MATERIAL PROVIDED Start Marker

PR #180, opened 2026-07-06
feat(crdt): key CRDT by note_id — rename-stable live sync

Rasbandit:
**DRAFT — coordinated cutover. Pairs with backend PR engram-app/Engram#925. Merge + deploy together.**

Keys the plugin's CRDT layer by the note's stable `note_id` instead of `{vaultId}/{path}`, so an in-app rename/move keeps the same live CRDT room (fixes `test_34_folder_rename`).

## What changed
- **`NoteIdMap`** (`src/crdt/note-id-map.ts`): a sidecar `path→note_id` map (no frontmatter pollution) with a reverse `pathForId` lookup, persisted in `data.json`. Maintained across Obsidian `rename` events (id stable, key moves).
- **Mint + learn** (`src/sync.ts`): a brand-new note mints a UUIDv7 and sends it as the create id; existing notes learn their `note_id` from the `/sync/changes` pull. Conflict-resolution branches also write the authoritative server id back into the map.
- **CRDT keyed by note_id** (`src/crdt/manager.ts`, `channel.ts`, `main.ts`, `CrdtLiveViews`): local Y.Doc + wire frames keyed by `note_id`; inbound frames resolve `note_id → path` via `pathForId` for disk flush; unknown inbound id is a graceful no-op. Deleted `CrdtManager.renameDoc` (re-keying on rename would destroy live history — the exact bug). `dbPrefix` demoted to IndexedDB-storename only (never the wire id). The `.md` gate stays where the path is known. Reuses the `#915` `crdtLive` gate for routing.
- **Field-name fix**: `pushNote` now sends the client-minted id under the body key **`id`** (backend reads `id`, not `client_id`) — without this the server silently ignored the minted id.

## Verification
Per-task TDD + independent per-task review (the loop caught + fixed the reverse-map test gap, the `rename()` reverse-cleanup asymmetry, and the field-name mismatch). Full suite **1604/0**, biome + eslint + build clean, v1.11.12. **CI on this draft (incl. the cross-repo e2e trigger against backend#925) is the coordinated proof.**

Refs engram-app/Engram#915 (the CRDT-push-join-gate work this builds on) and the id-keyed doc_id spec.


Rasbandit:
Coordinated pair: backend PR is engram-app/Engram#925. Merge + deploy together.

MATERIAL PROVIDED End Marker

→ **WORK INSTRUCTION**:
Find and copy each line of the material that holds the word "together".

→ **SOLUTION TO THIS EXERCISE**:
**DRAFT — coordinated cutover. Pairs with backend PR engram-app/Engram#925. Merge + deploy together.**
Coordinated pair: backend PR is engram-app/Engram#925. Merge + deploy together.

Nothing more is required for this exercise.